Phone addiction is like food addiction. It is incredibly hard to moderate something that you have to consume every day. Both phones and food are also designed by industry to be as addictive as possible. I am struggling to read books because my attention span got so low.
I almost entirely read books from my phone now - the ability to search through notes and highlighted passages is just too good.
I’d argue that’s it’s not the phone per se, but the presented media that’s most damaging.
For me at least, dropping all social media was a game changer.
No longer being force-fed content or having an app explicitly vying for my attention feels really refreshing - I choose where my attention goes.
I’ve noticed colleagues that receive Slack notifications for every. single. message.
I can’t comprehend how they’re able to continue to use a computer.
I use the “Books” app that comes with iPhone.
All books are downloaded in .ePub format (.mobi if on Kindle I believe).
epubs enable full text search, highlighting, bookmarking, ToC, automatic annotations, and dynamic scaling of page-numbers respective to font size.
As for turning pages, I really prefer the continuous scroll as opposed to the sideswipe. Maybe try that?

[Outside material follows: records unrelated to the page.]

PR #11853, opened 2026-01-29
prov/efa: Fix iterator invalidation in efa_domain_progress_rdm_peers_and_queues()

alekswn:
efa_domain_progress_rdm_peers_and_queues() calls efa_rdm_txe_handle_error() while iterating over  ope_longcts_send_list.
efa_rdm_txe_handle_error() can ~release~ remove current list entry, therefore we have to use safe iteration

### DIFF
--- a/prov/efa/src/efa_domain.c
+++ b/prov/efa/src/efa_domain.c
@@ -828,8 +828,8 @@ void efa_domain_progress_rdm_peers_and_queues(struct efa_domain *domain)
 	/*
 	 * Send data packets until window or data queue is exhausted.
 	 */
-	dlist_foreach_container(&domain->ope_longcts_send_list, struct efa_rdm_ope,
-				ope, entry) {
+	dlist_foreach_container_safe(&domain->ope_longcts_send_list, struct efa_rdm_ope,
+				ope, entry, tmp) {
 		peer = ope->peer;
 		assert(peer);
 		if (peer->flags & EFA_RDM_PEER_IN_BACKOFF)


prov/efa/src/efa_domain.c
```diff
@@ -828,7 +828,7 @@ void efa_domain_progress_rdm_peers_and_queues(struct efa_domain *domain)
 	/*
 	 * Send data packets until window or data queue is exhausted.
 	 */
-	dlist_foreach_container(&domain->ope_longcts_send_list, struct efa_rdm_ope,
+	dlist_foreach_container_safe(&domain->ope_longcts_send_list, struct efa_rdm_ope,
```
shijin-aws, line 831: tx_handle_error doesn't release the entry https://github.com/ofiwg/libfabric/blob/4cd9317bb694db7697efbb02b7645ad3a27d59e4/prov/efa/src/rdm/efa_rdm_ope.c#L787

alekswn: We can call  `efa_rdm_txe_handle_error()` in this loop. 
Seems like it can remove current list entry, which would invalidate iterator.
It's done here:
https://github.com/ofiwg/libfabric/blob/4cd9317bb694db7697efbb02b7645ad3a27d59e4/prov/efa/src/rdm/efa_rdm_ope.c#L740

Am I wrong?

shijin-aws: dlist_remove won't change the current entry's prev and next ptr, so that iterator should not be impacted. the only reason to use safe is that the entry itself is getting freed

PR #11854, opened 2026-01-29
prov/efa: Open mr cache when it is enabled

shijin-aws:
MR cache should only be used for internal MR
registration which doesn't depend on application
behavior. And explicit fi_mr_reg is not using mr cache anyway.

### DIFF
--- a/prov/efa/src/efa_domain.c
+++ b/prov/efa/src/efa_domain.c
@@ -262,13 +262,12 @@ int efa_domain_open(struct fid_fabric *fabric_fid, struct fi_info *info,
 	}
 
 	/*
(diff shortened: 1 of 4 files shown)


shijin-aws:
EFA NIC require FI_MR_LOCAL, but if application doesn't want to manage their registration (they do not set FI_MR_LOCAL), the provider will manage the registration internally via mr cache. This is what efa protocol path does for MPI which pass NULL desc for every host memory send.

If application supports FI_MR_LOCAL, those internal registration of user buffer won't happen, so the mr cache is indeed less useful. It can be enabled and we will only have internal bounce buffer pool registered in the cache which are actually not helpful.

shijin-aws:
Based on this reasoning I am closing the PR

Reading a pdf can be a pain in the ass though, especially if it’s multi-columned. Although I gripe about that even with a monitor. My preference is to print in that case.
Fair, and I agree. I've actually added notifications for myself via http://hnreplies.com/, but the reason is to reduce my impulse to log in and scan my comments for replies; I filter notification emails into a dedicated folder that I can check when I want — no interruptions.
One interesting paper showed phones can affect you psychologically even if it was just lying there in the same room. You need to physically be in a different room or place for the mental state to change. I think the brain learns how it’s in reality always “active” even if locked.
Ive spent the last 2 years slowly learning how to read books again. It's hard when a decade of internetting fucked your attention span. Thankfully, it's a skill you can retrain! I started reading a few pages at a time and now I can focus for chapters at a time. It just takes practice.
Personal Anecdote: I bought a nice Eames replica lounge chair _specifically_ for reading in. I don’t use my phone or watch TV in it. I think having a separate space just for a single activity makes a lot of difference.
And all the while machine learning engineers explicitly work to make them more addictive. At least tobacco companies didn't have a monopoly on information and they still held on to plausible deniability for as long as possible. This a serious problem that also affects our capacity to solve the problem.
What worked best for me was simply to put my phone on airplane mode, and only check it at specific intervals during the day.
Most people can wait for a response. It's quite absurd that we have collectively encouraged immediate response as 'normal', and rude if not done so.
It is pretty obvious that we become great at what we habitually practice every day. Therefor it's no coincidence that we will become great at being distracted because that's what we habitually practice.